*Your instructions*. In the data below, one line contains "PR #2491, opened 2023-04-24" and a later one contains "## Solution". Print both, with every line between them, exactly and alone.
*** Opening Records for this exercise ***
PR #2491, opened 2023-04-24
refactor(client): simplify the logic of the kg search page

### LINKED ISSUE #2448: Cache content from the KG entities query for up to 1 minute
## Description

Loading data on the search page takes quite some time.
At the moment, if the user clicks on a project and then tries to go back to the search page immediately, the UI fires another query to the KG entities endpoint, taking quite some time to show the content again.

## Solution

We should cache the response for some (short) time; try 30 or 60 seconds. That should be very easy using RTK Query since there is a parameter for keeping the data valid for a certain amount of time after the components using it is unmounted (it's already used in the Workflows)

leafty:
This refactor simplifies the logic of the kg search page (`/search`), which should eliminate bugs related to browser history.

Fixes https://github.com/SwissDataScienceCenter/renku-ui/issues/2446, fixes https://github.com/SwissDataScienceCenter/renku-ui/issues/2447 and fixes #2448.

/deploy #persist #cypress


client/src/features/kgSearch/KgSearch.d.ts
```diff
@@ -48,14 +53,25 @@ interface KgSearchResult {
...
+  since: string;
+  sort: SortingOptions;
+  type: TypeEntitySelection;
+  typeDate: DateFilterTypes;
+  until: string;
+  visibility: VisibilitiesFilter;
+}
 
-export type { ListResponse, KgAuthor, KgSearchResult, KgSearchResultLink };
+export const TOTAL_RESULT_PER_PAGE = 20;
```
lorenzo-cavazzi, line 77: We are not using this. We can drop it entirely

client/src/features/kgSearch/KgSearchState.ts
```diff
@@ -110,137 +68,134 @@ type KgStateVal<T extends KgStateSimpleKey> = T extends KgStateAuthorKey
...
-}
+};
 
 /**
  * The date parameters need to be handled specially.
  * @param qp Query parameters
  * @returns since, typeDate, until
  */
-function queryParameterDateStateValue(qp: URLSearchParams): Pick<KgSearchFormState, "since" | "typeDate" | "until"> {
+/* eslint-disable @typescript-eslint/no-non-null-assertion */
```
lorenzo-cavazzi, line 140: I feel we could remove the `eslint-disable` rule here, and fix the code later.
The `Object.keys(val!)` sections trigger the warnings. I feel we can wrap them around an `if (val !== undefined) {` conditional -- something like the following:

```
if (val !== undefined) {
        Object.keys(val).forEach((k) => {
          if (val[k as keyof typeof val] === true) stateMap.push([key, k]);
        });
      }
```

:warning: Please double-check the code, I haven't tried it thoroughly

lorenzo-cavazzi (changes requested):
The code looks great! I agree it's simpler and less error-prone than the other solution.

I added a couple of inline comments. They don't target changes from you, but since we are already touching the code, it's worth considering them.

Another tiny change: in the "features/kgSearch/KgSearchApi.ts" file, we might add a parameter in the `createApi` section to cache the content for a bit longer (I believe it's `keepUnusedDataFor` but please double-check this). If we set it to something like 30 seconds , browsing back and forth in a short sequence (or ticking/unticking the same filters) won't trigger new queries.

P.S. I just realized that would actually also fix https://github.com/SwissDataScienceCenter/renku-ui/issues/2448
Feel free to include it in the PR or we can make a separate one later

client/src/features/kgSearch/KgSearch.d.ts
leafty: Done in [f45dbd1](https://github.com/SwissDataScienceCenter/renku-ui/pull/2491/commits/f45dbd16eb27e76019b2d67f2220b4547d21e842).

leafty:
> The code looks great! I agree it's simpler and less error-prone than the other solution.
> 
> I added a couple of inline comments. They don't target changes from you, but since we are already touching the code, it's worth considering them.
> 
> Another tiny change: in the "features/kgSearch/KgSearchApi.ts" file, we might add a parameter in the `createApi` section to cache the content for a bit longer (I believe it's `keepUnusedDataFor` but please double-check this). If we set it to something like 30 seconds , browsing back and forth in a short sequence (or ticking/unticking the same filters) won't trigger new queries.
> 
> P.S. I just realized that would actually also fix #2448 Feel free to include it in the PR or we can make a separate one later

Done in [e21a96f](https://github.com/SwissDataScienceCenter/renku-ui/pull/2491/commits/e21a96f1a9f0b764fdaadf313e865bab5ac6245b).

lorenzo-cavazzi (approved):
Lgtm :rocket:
*** Closing Records for this exercise ***
*** Opening Records for this exercise ***
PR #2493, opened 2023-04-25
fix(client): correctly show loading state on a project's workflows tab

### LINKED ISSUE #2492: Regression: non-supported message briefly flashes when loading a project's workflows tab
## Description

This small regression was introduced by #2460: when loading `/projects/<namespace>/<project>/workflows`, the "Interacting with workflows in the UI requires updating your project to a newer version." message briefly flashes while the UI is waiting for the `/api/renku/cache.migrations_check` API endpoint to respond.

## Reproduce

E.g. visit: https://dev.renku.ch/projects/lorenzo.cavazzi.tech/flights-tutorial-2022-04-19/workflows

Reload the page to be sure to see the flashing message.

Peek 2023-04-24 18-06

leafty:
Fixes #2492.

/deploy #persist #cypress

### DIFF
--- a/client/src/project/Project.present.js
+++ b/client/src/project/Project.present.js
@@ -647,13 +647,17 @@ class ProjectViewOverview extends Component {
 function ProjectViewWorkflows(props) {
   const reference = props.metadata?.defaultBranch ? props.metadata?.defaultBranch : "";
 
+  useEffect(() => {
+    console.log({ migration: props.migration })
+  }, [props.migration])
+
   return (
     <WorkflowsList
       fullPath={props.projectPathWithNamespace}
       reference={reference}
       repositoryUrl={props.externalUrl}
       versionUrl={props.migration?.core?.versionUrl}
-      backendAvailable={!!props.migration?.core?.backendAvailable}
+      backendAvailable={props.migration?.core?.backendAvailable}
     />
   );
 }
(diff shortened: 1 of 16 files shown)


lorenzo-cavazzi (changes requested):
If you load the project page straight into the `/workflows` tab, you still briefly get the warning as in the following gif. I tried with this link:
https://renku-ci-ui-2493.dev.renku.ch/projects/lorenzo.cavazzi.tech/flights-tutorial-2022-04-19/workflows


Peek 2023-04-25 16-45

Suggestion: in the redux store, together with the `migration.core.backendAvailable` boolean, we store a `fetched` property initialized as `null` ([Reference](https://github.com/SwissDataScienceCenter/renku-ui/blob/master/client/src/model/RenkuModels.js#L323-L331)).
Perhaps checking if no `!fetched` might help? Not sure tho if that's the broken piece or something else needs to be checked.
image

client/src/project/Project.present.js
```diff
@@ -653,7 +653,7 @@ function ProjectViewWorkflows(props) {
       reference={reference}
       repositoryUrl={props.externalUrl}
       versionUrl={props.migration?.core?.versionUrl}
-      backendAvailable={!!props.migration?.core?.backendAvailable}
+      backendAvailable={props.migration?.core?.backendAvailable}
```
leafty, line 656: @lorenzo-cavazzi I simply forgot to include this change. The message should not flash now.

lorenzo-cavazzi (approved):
*** Closing Records for this exercise ***
*Result of this exercise*.
PR #2491, opened 2023-04-24
refactor(client): simplify the logic of the kg search page

### LINKED ISSUE #2448: Cache content from the KG entities query for up to 1 minute
## Description

Loading data on the search page takes quite some time.
At the moment, if the user clicks on a project and then tries to go back to the search page immediately, the UI fires another query to the KG entities endpoint, taking quite some time to show the content again.

## Solution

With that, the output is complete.